Media turnover, which is related to the Club’s success in the Premier League and UEFA Europa League, was down by 8% to £51M with a run into the quarter-final stage of the latter competition unable to fully offset the impact of the Club’s 16th-place domestic finish.
Operational losses were reduced from £5.1M in 2011/12 to just £616K in 2012/13 as the Club continues towards running at break-even and meeting UEFA and Premier League regulations.
The Club’s total wage bill fell from £64.1M to £61.7M and wage-to-turnover ratio now stands at 64% – down 4%. However, this only includes up to six months of the additional wages of six January purchases. The average wage-to-turnover in the Premier League in 2011/12 was 70%.

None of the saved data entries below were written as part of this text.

PR #3727, opened 2024-07-17
fix(trafficrouting): Fix setHeaderRoute behavior to affect only related ingress rules

ArenSH:
This PR fixes `ALB::SetHeaderRoute` so it only affects Ingress rules that contain `stableService` as backend.

For example, if we have some ingress:
```yaml
apiVersion: networking.k8s.io/v1
kind: Ingress
metadata:
  name: some-ingress
  annotations:
    alb.ingress.kubernetes.io/actions.redirect-to-app: 'some action'
    # ...
spec:
  defaultBackend:
    service:
      name: svc-stable
      port:
        name: some-port
  rules:
  - host: host1.example.local
    http:
      paths:
      - backend:
          service:
            name: redirect-to-app
            port:
              name: use-annotation
        path: /
        pathType: ImplementationSpecific
  - host: host2.example.local
    http:
      paths:
      - backend:
          service:
            name: redirect-to-app
            port:
              name: use-annotation
        path: /
        pathType: ImplementationSpecific
  - http:
      paths:
      - backend:
          service:
            name: svc-stable
            port:
              name: use-annotation
        path: /*
        pathType: ImplementationSpecific
```

And rollout with the following step:
```yaml
#...
      - setHeaderRoute:
          match:
          - headerName: x-user-agent
            headerValue:
              exact: test-framework
          name: route-test-requests
```

Then this `route-test-requests` path will be added to _every_ rule in Ingress. Documentation leaves impression that only rules related to rollout services will be affected.

I'm not sure this fix is consistent with desired argo-rollouts behavior, sou would be happy to receive feedback and adjust the code.

Checklist:


zachaller:
With this PR does this mean that with set heady it will not send 100% of traffic with the configured header to the canary?

ArenSH:
> With this PR does this mean that with set heady it will not send 100% of traffic with the configured header to the canary?

Sorry for delayed response. I'm not sure I understand the case correctly. The `getTrafficForwardActionString` is not affected and it sets 100% weight to canary for matching header. So the annotation works as expected.
 
The problem this fix addresses is that Ingress might contain additional rules (like redirects in example) and they are also affected (the generated `Path` is prepended there too) by `setHeaderRoute`.

With this fix, the generated `Path` is only prepended to rules that target `stable` service. And, if I'm not mistaken, Ingress should not contain explicit rules that route traffic to `canary` - that is argo-rollouts job. So any other rules remain untouched.

Issue #3707, opened 2024-07-05
Broken Datadog apiVersion v2 analyses not specifying aggregator in v1.7.1


aguiraorodriguez:
Checklist:

* [ ] I've included steps to reproduce the bug.
* [ ] I've included the version of argo rollouts.

**Describe the bug**

Datadog analysis using `apiVersion: v2` that don't specify an `aggregator` fail. The error message is:

`"Error Message: received non 2xx response code: 400 {"errors":["Value of parameter 'aggregator' should be any of these [None, 'avg', 'min', 'max', 'sum', 'last', 'mean', 'area', 'l2norm', 'percentile', 'stddev']"]}"`

Probably this is a side effect of https://github.com/argoproj/argo-rollouts/pull/3643 when trying to fix the analyses of `v1`.

**To Reproduce**

Use a Datadog analysis with `apiVersion: v2` and don't specify ` aggregator`:

```yaml
    - name: latency-slo-v2
      interval: 60s
      count: 3
      successCondition: result >= 0.95
      failureLimit: 2
      provider:
        datadog:
          apiVersion: v2
          interval: 60s
          queries:
            a: |
              sum:http_request_duration_seconds.bucket{
                upper_bound:0.5,
                short_image:sre-podinfo,
                kube_namespace:canary-analysis,
                env:{{args.environment}},
                kube_cluster_name:{{args.clusterName}},
                kube_service:{{args.service-name}}
              }.as_rate()
            b: |
              sum:http_request_duration_seconds.count{
                short_image:sre-podinfo,
                kube_namespace:canary-analysis,
                env:{{args.environment}},
                kube_cluster_name:{{args.clusterName}},
                kube_service:{{args.service-name}}
              }.as_rate()
          formula: "a / b"
```

**Expected behavior**

**Screenshots**

**Version**

v1.7.1

**Logs**

```
time="2024-07-05T11:25:18Z" level=warning msg="Measurement had error: received non 2xx response code: 400 {\"errors\":[\"Value of parameter 'aggregator' should be any of these [None, 'avg', 'min', 'max', 'sum', 'last', 'mean', 'area', 'l2norm', 'percentile', 'stddev']\"]}" analysisrun=podinfo-78544d7dd7-285-4 metric=latency-slo-v2 namespace=canary-analysis
```

---

**Message from the maintainers**:

Impacted by this bug? Give it a 👍. We prioritize the issues with the most 👍.

rvega-clearroute:
[...]

PR #3730, opened 2024-07-18
fix(analysis): explicitly set datadog aggregator to last only on v2

alexef:
the field is required by the v2 API and we currently leave it empty string.

@zachaller you removed it in https://github.com/argoproj/argo-rollouts/pull/3643 and that is fine. this PR will not add it back to the schema and not break the v1 API. 

without this change and without aggregator set on a v2 metric, one gets:

```
received non 2xx response code: 400 {"errors":["Value of parameter
            'aggregator' should be any of these [None, 'avg', 'min', 'max',
            'sum', 'last', 'mean', 'area', 'l2norm', 'percentile', 'stddev']"]}
```

If we set it to None, according to datadog docs it will default to `avg`. According to rollouts docs, we should default to `last` (which makes sense for analysis)

Screenshot 2024-07-18 at 11 46 40

https://docs.datadoghq.com/api/latest/metrics/#query-scalar-data-across-multiple-products

Checklist:

### DIFF
--- a/metricproviders/datadog/datadog.go
+++ b/metricproviders/datadog/datadog.go
@@ -224,6 +224,10 @@ func (p *Provider) createRequestV2(queries map[string]string, formula string, no
 			"formula": formula,
 		}}
 	}
+	// we cannot leave aggregator empty as it will be passed as such to datadog API and fail
+	if aggregator == "" {
+		aggregator = "last"
+	}
 
 	attribs := datadogQueryAttributes{
 		// Datadog requires milliseconds for v2 api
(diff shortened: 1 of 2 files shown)


zachaller (approved):

mickeyrouash:
@alexef  I also experience it , is there a way to workaround it and still using Datadog V2 ?

alexef:
@mickeyrouash yes, the workaround is adding `aggregator: last` to your analysis template (this will now do it implicitely)

aguiraorodriguez:
Is this PR addressing https://github.com/argoproj/argo-rollouts/issues/3707 ?

Issue #3741, opened 2024-07-23
Add timeout attribute for NewRelic metrics provider


orlando-valdez-ck:
# Summary

Add an optional `timeout` attribute to the NewRelic provider spec in the `AnalysisTemplate` so we can send that to the NerdGraph Graphql API. This can look something like this,

```yaml
apiVersion: argoproj.io/v1alpha1
kind: AnalysisTemplate
metadata:
  name: cpu-usage
  namespace: default
spec:
  metrics:
    - name: cpu-usage
      interval: 2m
      failureCondition: "result['percentile[95]'] >= 70"
      failureLimit: 4
      provider:
        newRelic:
          timeout: 10 # this timeout will be sent to and applied by the NerdGraph API to the query
          profile: newrelic
          query: "FROM K8sContainerSample SELECT percentile(`cpuCoresUtilization`, 95)['95'] SINCE 1 WEEK AGO"
```
When not configured, the default of `5` seconds can be sent to the API.

# Use Cases

This can be used when using queries that take longer than the default of `5` seconds that the NerdGraph API uses when no timeout value is sent. This will avoid an AnalysisRun to error out with `NRDB query duration exceeded the set timeout` errors returned by the GraphQL API.

---

**Message from the maintainers**:

Impacted by this bug? Give it a 👍. We prioritize the issues with the most 👍.

PR #3742, opened 2024-07-24
feat(analysis): Adds timeout property to NewRelic metrics provider. Resolves: #3741

orlando-valdez-ck:
Resolves: #3741 

Adds a timeout property to the New Relic metrics provider spec to be sent to the NerdGraph API for queries that take longer than the default 5 seconds. I bumped up the newrelic-go-client library while working on this.

Checklist:


metricproviders/newrelic/newrelic.go
```diff
@@ -41,13 +66,30 @@ type NewRelicClient struct {
 }
 
 // Query executes a NRQL query against the given New Relic account
-func (n *NewRelicClient) Query(query string) ([]nrdb.NRDBResult, error) {
-	results, err := n.Nrdb.Query(n.AccountID, nrdb.NRQL(query))
```
orlando-valdez-ck, line 45: There's an equivalent [function](https://github.com/newrelic/newrelic-client-go/blob/36d7acf42b8bd408e77dd1898ab148ee43922a15/pkg/nrdb/nrdb_api.go#L107) that supports passing timeout in the `nrdb` package but it [pulls way more data](https://github.com/newrelic/newrelic-client-go/blob/36d7acf42b8bd408e77dd1898ab148ee43922a15/pkg/nrdb/nrdb_api.go#L213) than the current function which by itself can impact latency.
That's why I switched to the NerdGraph package to send the timeout in the query without incurring in additional data over the wire. I actually slimmed down the query compared to the [used](https://github.com/newrelic/newrelic-client-go/blob/36d7acf42b8bd408e77dd1898ab148ee43922a15/pkg/nrdb/nrdb_api.go#L40) in the `Query` function to just what we need for this metric provider so the GQL API has to do less work to respond (and even less data transmitted back)

zachaller:
Can I have you update with master and fix conflicts, that should re-run the tests now that I have them fixed.

orlando-valdez-ck:
Noticed something during my last round of local testing. Changed to draft while I figure this out.

orlando-valdez-ck:
Ready for review now

zachaller (approved):

PR #3748, opened 2024-07-25
chore: Update k8s version to 1.30

nikoshet:
Checklist:

### DIFF
--- a/.github/workflows/testing.yaml
+++ b/.github/workflows/testing.yaml
@@ -86,6 +86,8 @@ jobs:
           - version: 1.28
             latest: false
           - version: 1.29
+            latest: false
+          - version: '1.30'
             latest: true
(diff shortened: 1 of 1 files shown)


zachaller:
We should remove on on the tail end like 1.26.

mansing2:
Any plan in near future to support K8S v1.30. We want to upgrade the k8s and we are blocked.

zachaller:
@mansing2 I would not let what clients Rollouts uses cause you to not upgrade your k8s cluster. As long as you do not use any of the new pod spec fields if there are any it will be ok we use very little k8s feature set. The only big one being the embedded pod spec into the rollout resource.

blkperl:
This was resolved in https://github.com/argoproj/argo-rollouts/pull/3858

PR #1018, opened 2021-07-22
Bugfix missing smarts egg info

Gamenot:
This is to fix an issue where mapping the repo as in the instructions to the /src directory would then further require a `smarts.egg-info` to be generated to use the repository code (which requires pip.)

### DIFF
--- a/utils/docker/Dockerfile
+++ b/utils/docker/Dockerfile
@@ -59,7 +59,8 @@ RUN pip install --no-cache-dir -r /tmp/requirements.txt
 ENV PYTHONPATH=/src
 COPY . /src
 WORKDIR /src
-RUN pip install --no-cache-dir -e .[train,test,dev,camera-obs]
+RUN pip install --no-cache-dir -e .[train,test,dev,camera-obs] \
+    && cp /src/smarts.egg-info /media/smarts.egg-info
 
 # For Envision
 EXPOSE 8081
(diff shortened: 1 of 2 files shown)


RutvikGupta:
Looks fine to me!

utils/docker/Dockerfile
```diff
@@ -59,7 +59,8 @@ RUN pip install --no-cache-dir -r /tmp/requirements.txt
 ENV PYTHONPATH=/src
 COPY . /src
 WORKDIR /src
-RUN pip install --no-cache-dir -e .[train,test,dev,camera-obs]
+RUN pip install --no-cache-dir -e .[train,test,dev,camera-obs] \
+    && cp /src/smarts.egg-info /media/smarts.egg-info
```
Adaickalavan, line 63:
```suggestion
    && cp -r /src/smarts.egg-info /media/smarts.egg-info
```

Adaickalavan (approved):

utils/docker/Dockerfile
```diff
@@ -59,7 +59,8 @@ RUN pip install --no-cache-dir -r /tmp/requirements.txt
 ENV PYTHONPATH=/src
 COPY . /src
 WORKDIR /src
-RUN pip install --no-cache-dir -e .[train,test,dev,camera-obs]
+RUN pip install --no-cache-dir -e .[train,test,dev,camera-obs] \
```
RutvikGupta, line 62: Does this line guarantees to create `/src/smarts.egg-info`because we immediately try to copy its content to another folder after this line?

RutvikGupta (approved):

utils/docker/Dockerfile
Gamenot: This `pip install -e .` is guaranteed to create `/src/smarts.egg-info`. The reason why it is being copied to a temporary location is because if you map in the SMARTS repository (e.g docker run -v $SMARTS_REPO:/src huaweinoah/smarts:v<major>.<minor>.<micro>) the SMARTS repository in blank state does not have `smarts.egg-info` which is used for python to understand the editable package.

Then in order to get the `smarts.egg-info` you would need to run `pip install -e .` inside the container which requires `PyPI` or redirect to another package index. That can cause an issue when working with proxies since `PyPI` access can be denied. This is just a hack to get around it since we generate this file before-hand anyway so it is not a problem to copy it back if it does not already exist as long as people are using the same micro version of editable source to match the Docker container.

PR #1020, opened 2021-07-22
ULTRA set `sumo_seed` to same as the scenario seed

JenishPatel99:
I am not quite sure why the `sumo_seed` was set to a random integer between 1 and 5, indicated below:
https://github.com/huawei-noah/SMARTS/blob/9fbf3d6195d7eb409fe0b2107155e00ed235b408/ultra/ultra/scenarios/generate_scenarios.py#L339

To ensure complete reproducibility of scenarios it is best to keep the `sumo_seed` same as the scenario seed.

Side task:
- [x] Remove unnecessary numpy import

### DIFF
--- a/ultra/ultra/scenarios/generate_scenarios.py
+++ b/ultra/ultra/scenarios/generate_scenarios.py
@@ -34,6 +34,7 @@ from multiprocessing import Manager, Process
 from shutil import copyfile
 from typing import Any, Dict, Sequence
 
+import numpy as np
 import yaml
 
 from smarts.core.utils.sumo import sumolib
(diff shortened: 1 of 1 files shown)


ultra/ultra/scenarios/generate_scenarios.py
```diff
@@ -346,7 +345,6 @@ def generate_left_turn_missions(
         }
 
     random.seed(seed)
-    np.random.seed(seed)
```
christianjans, line 349: Does removing this still allow for the scenarios to be created deterministically?

christianjans (commented):
This will be a great fix, thanks!

ultra/ultra/scenarios/generate_scenarios.py
JenishPatel99: Sorry, it does make a difference, thank you very much for questioning 😄  @christianjans

christianjans (approved):

PR #1027, opened 2021-07-23
Upgrade ULTRA's `setup.py`

christianjans:
Upgrade ULTRA's `setup.py` to use a SMARTS version that does not require X11 and can be used for the release of the next version.

TODO: Upgrade the SMARTS dependency to 0.4.19 once it is released (due to an inconsistency in SMARTS 0.4.18).

Will require a review from Jenish and Adai before merging.


christianjans:
@Adaickalavan, do you know what could be causing the problem in ULTRA's light Tune test? It seems it occurs when we are trying to instantiate the `RemoveAgentBuffer` for SMARTS' `AgentManager` (https://github.com/huawei-noah/SMARTS/pull/1027/checks?check_run_id=3162260242).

While Newcastle United’s use of its overdraft facility stood at £4.5M on 30th June 2013 – up from just £0.3M, the Club’s debt remains static in the form of a £129M interest-free loan from owner Mike Ashley.
The Club’s board said:
“As supporters will be aware, finances are a significant issue for all football clubs given the introduction of Financial Fair Play into the Premier League in addition to UEFA’s Regulations.
“Complying with FFP continues to be a key influence on strategy and something we have been working hard at over a number of years.
“Everyone at this club wants to finish as high up the Barclays Premier League table as they possibly can. If the club can sustain itself as a ‘top ten’ team year-on-year with a stable structure and the right finances, it gives itself every chance of pushing even further.”
“Matchday and commercial revenue is a key driver because that’s where the Club can compete with – and outperform – its competitors to enhance its spending capabilities.”
“Ultimately the income the Club generates, particularly, given the restrictions of the Premier League FFP Rules, from matchday, commercial i.e. non-TV income, will directly impact on the strength and quality on the pitch.”
“The process requires patience but we remain absolutely committed to growing the Club in a responsible and sustainable way.”
So in short almost all those financial figures are going ion the right direction.
The revenue is up to £95.5M and the profit after tax is up to £9.9M – which is now 10.3% of revenues – very good for a football club.
The commercial revenue – which has been a weakness of Newcastle’s over the last few years, is up over 24% to £17.1M and that could increase by the same amount next year – which would take it to £21.2M – it’s certainly has some momentum in that important revenue item.
And the club is almost even on operational revenue, losing only £666K, down from over £5M last year..
It’s obvious that Mike Ashley financially has the club in an impressive financial position – there’s just no way of getting away from that.
Now we have to persuade him to spend all the profits and invest them straight back into the club, in the form of player transfers and improvements in the facilities, the Youth Academy and the Scouting network, among other items.
Newcastle have already committed to make the training facilities at Benton some of the best training facilities in Europe and that’s a good start.